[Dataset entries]
Start of Block
PR #6859, opened 2025-06-19
os/kernel/sched: addition of panic timer in case of device hang.

samsung-singh:
whenever device gets hang panic timer waits for 2 minutes then assert to get device logs.


neel-samsung:
@samsung-singh How about splitting it into two different commits ?
1. add config
2. add panic timer

os/kernel/sched/sched_processtimer.c
```diff
@@ -258,6 +258,20 @@ void sched_process_timer(void)
...
+	static int timer_count = 0;
+	int pid = getpid();
+	
+	if (last_pid != pid) {
+		last_pid = pid;
+		timer_count = 0;
+	} else if (++timer_count >= CONFIG_IDLE_PANIC_TIMER * 1000) {
+		PANIC();
+	}
+#endif
```
eunwoo-nam: 1. This change can only detect cases where a high-priority thread continuously holds and does not release the CPU. Please add comments regarding this limitation.

2. This implementation didn't consider SMP  environments.

3. how about to separate this functionality into new function?

build/configs/rtl8730e/audio/defconfig
```diff
@@ -1716,3 +1716,5 @@ CONFIG_SECURITY_AUTH=y
 CONFIG_SECURITY_CRYPTO=y
 CONFIG_SECURITY_KEYMGR=y
 CONFIG_SECURITY_SS=y
+
+CONFIG_IDLE_PANIC_TIMER=120
```
eunwoo-nam: If you add new config, you have to add it in Kconfig also.

os/kernel/sched/sched_processtimer.c
```diff
@@ -258,6 +258,20 @@ void sched_process_timer(void)
...
+
+#if defined(CONFIG_IDLE_PANIC_TIMER)
+	static int last_pid = -1;
+	static int timer_count = 0;
+	int pid = getpid();
+	
+	if (last_pid != pid) {
+		last_pid = pid;
+		timer_count = 0;
+	} else if (++timer_count >= CONFIG_IDLE_PANIC_TIMER * 1000) {
```
samsung-agnel: The 1000 is hardcoded; can we instead compute it from USEC_PER_TICK or other symbols?

build/configs/rtl8730e/flat_apps/defconfig
```diff
@@ -1559,3 +1559,5 @@ CONFIG_SECURITY_AUTH=y
 CONFIG_SECURITY_CRYPTO=y
 CONFIG_SECURITY_KEYMGR=y
 CONFIG_SECURITY_SS=y
+
+CONFIG_IDLE_PANIC_TIMER=120
```
samsung-agnel: Is it possible to include unit of time in the name for this setting like SEC/MSEC/USEC?

os/kernel/sched/sched_processtimer.c
samsung-singh: updated

build/configs/rtl8730e/audio/defconfig
samsung-singh: updated.

build/configs/rtl8730e/loadable_ext_psram/defconfig
```diff
@@ -1780,3 +1780,5 @@ CONFIG_SECURITY_AUTH=y
 CONFIG_SECURITY_CRYPTO=y
 CONFIG_SECURITY_KEYMGR=y
 CONFIG_SECURITY_SS=y
+
+CONFIG_IDLE_PANIC_TIMER=120
```
sunghan-chang: When we run the menuconfig, this will be changed. Let's add this by menuconfig.

os/kernel/Kconfig
```diff
@@ -268,6 +268,13 @@ config PREALLOC_TIMERS
 		pool of preallocated timer structures to minimize dynamic allocations.  Set to
 		zero for all dynamic allocations.
 
+config CONFIG_IDLE_PANIC_TIMER
```
sunghan-chang: We don't use config definition like `config CONFIG_XXXX`.
If you do this like above, you should use the config in code like `CONFIG_CONFIG_XX`, not `CONFIG_XX`.

os/kernel/sched/sched_processtimer.c
```diff
@@ -215,6 +215,38 @@ static inline void sched_process_scheduler(void)
...
+void idle_panic_timer(void)
+{
+	static int last_pid = -1;
+	static int timer_count = 0;
+	int pid = getpid();
+	
+	if (last_pid != pid) {
+		last_pid = pid;
+		timer_count = 0;
+	} else if (++timer_count >= CONFIG_IDLE_PANIC_TIMER * TICK_PER_SEC) {
```
sunghan-chang: Please check my previous comment. There is no CONFIG_XX in Kconfig. You should use CONFIG_CONFIG_XX. But it looks not correct.

build/configs/rtl8730e/loadable_ext_ddr/defconfig
```diff
@@ -1849,3 +1849,5 @@ CONFIG_SECURITY_AUTH=y
 CONFIG_SECURITY_CRYPTO=y
 CONFIG_SECURITY_KEYMGR=y
 CONFIG_SECURITY_SS=y
+
+CONFIG_IDLE_PANIC_TIMER=120
```
sunghan-chang: Let's split the commit into two commits.
1. .c and Kconfig change. (Logic implementation)
2. defconfig change (apply the change in configuration)

os/kernel/sched/sched_processtimer.c
```diff
@@ -215,6 +215,38 @@ static inline void sched_process_scheduler(void)
 #  define sched_process_scheduler()
 #endif
 
+/************************************************************************
+ * Name:	idle_panic_timer
+ *
+ * Description:
+ *  This function check if the system is idle for a long time. It
```
sunghan-chang, line 222: 1. If we keep the idle running, can we say it's hang?
2. PM goal is keeping idle running as longer as. 1st looks strange.
3. How about hang detector?

sunghan-chang:
@samsung-singh `whenever device gets hang panic timer waits for 2 minutes then assert
to get device logs.`
Need to elaborate more. What does the `hang panic timer`? What does it mean `the timer waits for 2 mins`? What is the concept or thought in this commit?

os/kernel/Kconfig
kishore-sn: Let us change the naming of this config as HANG_DETECT_WAIT_SECS . 
Description: If a task is running for more than HANG_DETECT_WAIT_SECS without a context switch, then we assume that the device has hanged and we try to print the debug logs and restart the device.

os/kernel/sched/sched_processtimer.c
kishore-sn: It is possible for the device to run idle thread for any duration. This check must be applied only for other threads. We also need to take care of idle thread for all cpus in smp case. So, let us add a condition in the "else if" statement. 

`pid != up_cpu_index() && ++timer_count >= CONFIG_IDLE_PANIC_TIMER * TICK_PER_SEC`

os/kernel/sched/sched_processtimer.c
```diff
@@ -258,6 +290,11 @@ void sched_process_timer(void)
 	{
 		clock_timer();
 	}
+
+#if defined(CONFIG_IDLE_PANIC_TIMER)
```
kishore-sn: Since this feature is to be used only for kernel debugging, I think we need to check for CONFIG_DEBUG flag here. 
In the real product, this feature must get disabled. The product team has its own feature to detect system hang and restart the device after 3 mins.

os/kernel/sched/sched_processtimer.c
```diff
@@ -215,6 +215,38 @@ static inline void sched_process_scheduler(void)
...
+{
+	static int last_pid = -1;
+	static int timer_count = 0;
+	int pid = getpid();
+	
+	if (last_pid != pid) {
+		last_pid = pid;
+		timer_count = 0;
+	} else if (++timer_count >= CONFIG_IDLE_PANIC_TIMER * TICK_PER_SEC) {
+		PANIC();
```
kishore-sn: Let us use DEBUGPANIC_INFO instead of PANIC and print the reason for calling panic. `PANIC called because device hang detection kicked in after %d secs`

os/kernel/Kconfig
samsung-singh: updated.

os/kernel/sched/sched_processtimer.c
samsung-singh: included idle process case.

kishore-sn:
@samsung-singh 
Please resolve the build errors.

os/kernel/sched/sched_processtimer.c
```diff
@@ -258,6 +295,9 @@ void sched_process_timer(void)
 	{
 		clock_timer();
 	}
+
+	idle_panic_timer();
```
kishore-sn: I think its better to rename the api as "detect_system_hang()".
Also, I think its better to either call the api at the entry of sched_process_timer or after sched_process_scheduler().

os/kernel/sched/sched_processtimer.c
```diff
@@ -215,6 +215,43 @@ static inline void sched_process_scheduler(void)
...
+ *  continuously holds the CPU. SMP case is not considered
+ *
+ * Inputs:
+ *   None
+ *
+ * Return Value:
+ *   None
+ *
+ ************************************************************************/
+void idle_panic_timer(void)
```
kishore-sn: This api must be static type.

samsung-singh: updated

os/kernel/sched/sched_processtimer.c
```diff
@@ -247,6 +284,8 @@ static inline void sched_process_scheduler(void)
 
 void sched_process_timer(void)
 {
+	detect_system_hang();
```
r-prabu, line 287: Do we need to have conditional compilation to execute only on non smp case?

kishore-sn: Hang detection must work in both cases. In fact it is more important in smp case.

neel-samsung:
Is this approach tested? and it must work for all kind of hangs.

os/kernel/sched/sched_processtimer.c
```diff
@@ -215,6 +215,43 @@ static inline void sched_process_scheduler(void)
...
+static void detect_system_hang(void)
+{
+#if defined(CONFIG_DEBUG) && defined(CONFIG_HANG_DETECT_WAIT_SECS)
+	static int last_pid = -1;
+	static int timer_count = 0;
+	int pid = getpid();
+	
+	if (last_pid != pid) {
+		last_pid = pid;
+		timer_count = 0;
```
eunwoo-nam, line 247: How about check both cpu0 and cpu1 ?

```c
for (int cpu = 0; cpu < CONFIG_SMP_NCPUS; cpu++) {
  if (last_cpu[cpu] != g_assignedtasks[cpu]) {
      last_cpu[cpu] = g_assignedtasks[cpu];
  } else if ((struct tcb_s *)g_assignedtasks[cpu]->pid != cpu && ++timer_count[cpu] >= CONFIG_HANG_DETECT_WAIT_SECS * TICK_PER_SEC) {
     /* detected hang */;
  }
}
```

os/kernel/sched/sched_processtimer.c
```diff
@@ -215,6 +215,43 @@ static inline void sched_process_scheduler(void)
...
+	} else if (pid != up_cpu_index() && ++timer_count >= CONFIG_HANG_DETECT_WAIT_SECS * TICK_PER_SEC) {
```
eunwoo-nam, line 248: it's not good to calculate it in every tick isr.
Let's fix value in build time
```#define MAX_HANG_DETECT_WAIT_TICK   (CONFIG_HANG_DETECT_WAIT_SECS * TICK_PER_SEC)```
End of Block
• **WORK INSTRUCTION**:
What lines of the data contain the string "implementation"? List them.

• **RESPONSE AREA**:
2. This implementation didn't consider SMP  environments.
1. .c and Kconfig change. (Logic implementation)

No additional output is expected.